TASK INSTRUCTIONS:
Below is some data; print it all back exactly.

INPUT:
- - - - - - -

PR #640, opened 2025-05-13
Tracing: Fix tracing headers causing CORS issue

AgnesToulet:
It seems that `page.on('request', ...)` isn't triggered on EVERY request so adding the headers for every request and removing them here wasn't working for some requests.

This is achieving the same result, the other way around, only adding headers for requests we are sure we should add them.

### DIFF
--- a/src/browser/browser.ts
+++ b/src/browser/browser.ts
@@ -568,7 +568,7 @@ export class Browser {
     return callback();
   }
 
-  async addPageListeners(page: puppeteer.Page, headers) {
+  async addPageListeners(page: puppeteer.Page, headers: HTTPHeaders) {
     page.on('error', this.logError);
     page.on('pageerror', this.logPageError);
     page.on('requestfailed', this.logRequestFailed);
@@ -627,7 +627,7 @@ export class Browser {
           headers['tracestate'] = optionsHeaders['tracestate'] ?? '';
         }
       } catch (error) {
-        this.log.debug('Failed to remove tracing header', 'url', url, 'referer', referer, 'error', error.message);
+        this.log.debug('Failed to add tracing headers', 'url', url, 'referer', referer, 'error', error.message);
       }
 
       req.continue({ headers });
--- a/src/browser/browser.ts
+++ b/src/browser/browser.ts
@@ -8,7 +8,7 @@ import * as promClient from 'prom-client';
 import * as Jimp from 'jimp';
 import { Logger } from '../logger';
 import { RenderingConfig } from '../config/rendering';
-import { ImageRenderOptions, RenderOptions } from '../types';
+import { HTTPHeaders, ImageRenderOptions, RenderOptions } from '../types';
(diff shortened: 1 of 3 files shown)


src/browser/browser.ts
```diff
@@ -168,9 +168,11 @@ export class Browser {
       });
     }
 
-    if (options.headers && Object.keys(options.headers).length > 0) {
-      this.log.debug(`Setting extra HTTP headers for page`, 'headers', options.headers);
-      await page.setExtraHTTPHeaders(options.headers as any);
+    if (options.headers && options.headers['Accept-Language']) {
+      const headers = { 'Accept-Language': options.headers['Accept-Language'] };
+      this.log.debug(`Setting extra HTTP headers for page`, 'headers', headers);
```
nmarrs, line 173: do we want to keep these debug logs for future troubleshooting?

nmarrs (approved):
LGTM

evictorero (approved):

src/browser/browser.ts
```diff
@@ -168,9 +168,11 @@ export class Browser {
       });
     }
 
-    if (options.headers && Object.keys(options.headers).length > 0) {
-      this.log.debug(`Setting extra HTTP headers for page`, 'headers', options.headers);
-      await page.setExtraHTTPHeaders(options.headers as any);
+    if (options.headers && options.headers['Accept-Language']) {
```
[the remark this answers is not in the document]
AgnesToulet: It was how it worked before, we were transferring only this header from the `options`: https://github.com/grafana/grafana-image-renderer/pull/612/files#diff-ee2c77c792e3531313c7228565dfc561d43a581fdf2730ff266c0ef17b13d43fL61-L69

I updated it to keep tracing headers but the behavior stays the same.

src/browser/browser.ts
```diff
@@ -592,38 +594,44 @@ export class Browser {
...
+        const refererHostname = referer ? new URL(referer).hostname : '';
+        const shouldAddHeaders = req.isNavigationRequest() || urlHostname === refererHostname;
+        this.log.debug('Comparing referer and URL hostnames', 'method', method, 'shouldAddHeaders', shouldAddHeaders, 'url', url, 'referer', referer);
+
+        if (shouldAddHeaders) {
+          headers['traceparent'] = optionsHeaders['traceparent'] ?? '';
+          headers['tracestate'] = optionsHeaders['tracestate'] ?? '';
+        }
+      } catch (error) {
+        this.log.debug('Failed to remove tracing header', 'url', url, 'referer', referer, 'error', error.message);
```
evictorero, line 630: Good catch from Copilot
```suggestion
        this.log.debug('Failed to add tracing headers', 'url', url, 'referer', referer, 'error', error.message);
```

src/browser/browser.ts
AgnesToulet: I didn't add this one but yes I think it can be interesting for troubleshooting.

PR #661, opened 2025-07-16
Docker: Move to distroless Debian

Proximyst:
Incident: https://ops.grafana-ops.net/a/grafana-irm-app/incidents/3491


src/service/http-server.ts
```diff
@@ -130,8 +130,9 @@ export class HttpServer {
 
       try {
         const browserVersion = await this.browser.getBrowserVersion();
+        this.log.info('Browser version', 'version', browserVersion);
         browserInfo.labels(browserVersion).set(1);
-      } catch {
+      } catch (err) {
```
macabu: Do we want to keep these changes? The `err` is not being used

Dockerfile
```diff
@@ -1,71 +1,53 @@
...
 
-# Production dependencies stage
-FROM base AS prod-dependencies
-
-COPY package.json yarn.lock ./
-RUN yarn install --pure-lockfile --production
-
-# Final stage
-FROM base
+FROM gcr.io/distroless/nodejs22-debian12:debug-nonroot
```
macabu: `debug` variant intentional?

macabu (commented):
First pass

Dockerfile
Proximyst: Yep; it has some binaries we need.

macabu (approved):

roock:
@Proximyst There are instructions in the official Grafana Docs about how to add custom root certificates to the grafana renderer which do not work with distroless debian anymore:
https://grafana.com/docs/grafana/latest/setup-grafana/image-rendering/troubleshooting/#certificate-signed-by-internal-certificate-authorities
It would be very helpful if the certutil could be part of the official image, that would make things much easier to add a custom certificate.

Proximyst:
@roock Thanks for pointing that out! We'll take a look at implementing something similar in the coming days/weeks. Sorry for the impact this has caused you 😓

- - - - - - -

SOLUTION FOR THIS EXERCISE:
PR #640, opened 2025-05-13
Tracing: Fix tracing headers causing CORS issue

AgnesToulet:
It seems that `page.on('request', ...)` isn't triggered on EVERY request so adding the headers for every request and removing them here wasn't working for some requests.

This is achieving the same result, the other way around, only adding headers for requests we are sure we should add them.

### DIFF
--- a/src/browser/browser.ts
+++ b/src/browser/browser.ts
@@ -568,7 +568,7 @@ export class Browser {
     return callback();
   }
 
-  async addPageListeners(page: puppeteer.Page, headers) {
+  async addPageListeners(page: puppeteer.Page, headers: HTTPHeaders) {
     page.on('error', this.logError);
     page.on('pageerror', this.logPageError);
     page.on('requestfailed', this.logRequestFailed);
@@ -627,7 +627,7 @@ export class Browser {
           headers['tracestate'] = optionsHeaders['tracestate'] ?? '';
         }
       } catch (error) {
-        this.log.debug('Failed to remove tracing header', 'url', url, 'referer', referer, 'error', error.message);
+        this.log.debug('Failed to add tracing headers', 'url', url, 'referer', referer, 'error', error.message);
       }
 
       req.continue({ headers });
--- a/src/browser/browser.ts
+++ b/src/browser/browser.ts
@@ -8,7 +8,7 @@ import * as promClient from 'prom-client';
 import * as Jimp from 'jimp';
 import { Logger } from '../logger';
 import { RenderingConfig } from '../config/rendering';
-import { ImageRenderOptions, RenderOptions } from '../types';
+import { HTTPHeaders, ImageRenderOptions, RenderOptions } from '../types';
(diff shortened: 1 of 3 files shown)


src/browser/browser.ts
```diff
@@ -168,9 +168,11 @@ export class Browser {
       });
     }
 
-    if (options.headers && Object.keys(options.headers).length > 0) {
-      this.log.debug(`Setting extra HTTP headers for page`, 'headers', options.headers);
-      await page.setExtraHTTPHeaders(options.headers as any);
+    if (options.headers && options.headers['Accept-Language']) {
+      const headers = { 'Accept-Language': options.headers['Accept-Language'] };
+      this.log.debug(`Setting extra HTTP headers for page`, 'headers', headers);
```
nmarrs, line 173: do we want to keep these debug logs for future troubleshooting?

nmarrs (approved):
LGTM

evictorero (approved):

src/browser/browser.ts
```diff
@@ -168,9 +168,11 @@ export class Browser {
       });
     }
 
-    if (options.headers && Object.keys(options.headers).length > 0) {
-      this.log.debug(`Setting extra HTTP headers for page`, 'headers', options.headers);
-      await page.setExtraHTTPHeaders(options.headers as any);
+    if (options.headers && options.headers['Accept-Language']) {
```
[the remark this answers is not in the document]
AgnesToulet: It was how it worked before, we were transferring only this header from the `options`: https://github.com/grafana/grafana-image-renderer/pull/612/files#diff-ee2c77c792e3531313c7228565dfc561d43a581fdf2730ff266c0ef17b13d43fL61-L69

I updated it to keep tracing headers but the behavior stays the same.

src/browser/browser.ts
```diff
@@ -592,38 +594,44 @@ export class Browser {
...
+        const refererHostname = referer ? new URL(referer).hostname : '';
+        const shouldAddHeaders = req.isNavigationRequest() || urlHostname === refererHostname;
+        this.log.debug('Comparing referer and URL hostnames', 'method', method, 'shouldAddHeaders', shouldAddHeaders, 'url', url, 'referer', referer);
+
+        if (shouldAddHeaders) {
+          headers['traceparent'] = optionsHeaders['traceparent'] ?? '';
+          headers['tracestate'] = optionsHeaders['tracestate'] ?? '';
+        }
+      } catch (error) {
+        this.log.debug('Failed to remove tracing header', 'url', url, 'referer', referer, 'error', error.message);
```
evictorero, line 630: Good catch from Copilot
```suggestion
        this.log.debug('Failed to add tracing headers', 'url', url, 'referer', referer, 'error', error.message);
```

src/browser/browser.ts
AgnesToulet: I didn't add this one but yes I think it can be interesting for troubleshooting.

PR #661, opened 2025-07-16
Docker: Move to distroless Debian

Proximyst:
Incident: https://ops.grafana-ops.net/a/grafana-irm-app/incidents/3491


src/service/http-server.ts
```diff
@@ -130,8 +130,9 @@ export class HttpServer {
 
       try {
         const browserVersion = await this.browser.getBrowserVersion();
+        this.log.info('Browser version', 'version', browserVersion);
         browserInfo.labels(browserVersion).set(1);
-      } catch {
+      } catch (err) {
```
macabu: Do we want to keep these changes? The `err` is not being used

Dockerfile
```diff
@@ -1,71 +1,53 @@
...
 
-# Production dependencies stage
-FROM base AS prod-dependencies
-
-COPY package.json yarn.lock ./
-RUN yarn install --pure-lockfile --production
-
-# Final stage
-FROM base
+FROM gcr.io/distroless/nodejs22-debian12:debug-nonroot
```
macabu: `debug` variant intentional?

macabu (commented):
First pass

Dockerfile
Proximyst: Yep; it has some binaries we need.

macabu (approved):

roock:
@Proximyst There are instructions in the official Grafana Docs about how to add custom root certificates to the grafana renderer which do not work with distroless debian anymore:
https://grafana.com/docs/grafana/latest/setup-grafana/image-rendering/troubleshooting/#certificate-signed-by-internal-certificate-authorities
It would be very helpful if the certutil could be part of the official image, that would make things much easier to add a custom certificate.

Proximyst:
@roock Thanks for pointing that out! We'll take a look at implementing something similar in the coming days/weeks. Sorry for the impact this has caused you 😓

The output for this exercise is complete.